Progress on Final Fantasy Legend level editor.
My biggest frustration was how to deal with multidimensional Array’s in Elm. In JavaScript, if you want to build a 2D grid, you just put Array’s in Array’s like so:
grid = [
[ 0, 0, 0 ],
[ 0, 0, 0 ],
[ 0, 0, 1 ]
]
And to see if a tile is walk-able (e.g. 0), you just do a nested Array access:
walkbleTile = grid[0][0] // 0
unWalkableTile = grid[2][2] // 1
Then when creating level editors, you simply set a tile’s value the same way:
// make last tile walk-able again
grid[2][2] = 0
However, Elm doesn’t have null pointers because it doesn’t have null.

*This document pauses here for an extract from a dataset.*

PR #764, opened 2026-07-01
chore(geofence): send device location for nearby geofence fetch requests

mrehan27:
## What

Re-introduce a location-based geofence sync (`GeofenceSyncMode.NEARBY`) alongside `FETCH_ALL`, and make it the default. NEARBY sends the device location to `/geofences/nearby` so the backend returns the set ranked around the device, and re-fetches once the device moves beyond `remoteFetchRefreshTriggerRadius` from the last fetch anchor. FETCH_ALL is unchanged (sends no location; backend returns the full capped set).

Any time there is a value that might not exist, it’s a Maybe. This means all code now has 2 paths. For 90% of these 2D games, the tiles don’t change. It makes your code super nasty because you’re doing if statements when there is no point. For such a powerful type system, there HAD to be a better way.
So I asked around on the Elm Discourse and got a few alternatives. I started playing with the Vector library today, and it’s awesome. No Maybes; you just use the Vector size you need, and viola!
You’ll notice, however, when I click on the tiles, there “off”. This is because knowing where you clicked I haven’t gotten correct yet. There is where you clicked + where the Canvas actually is + what the offset of the tiles is + any CSS & box model adjustments + any zoom level. When I zoom in, you can see how bad the math is, lol.
However, still a major victory to have such a wonderful API now to access and update tile maps without Maybes everywhere.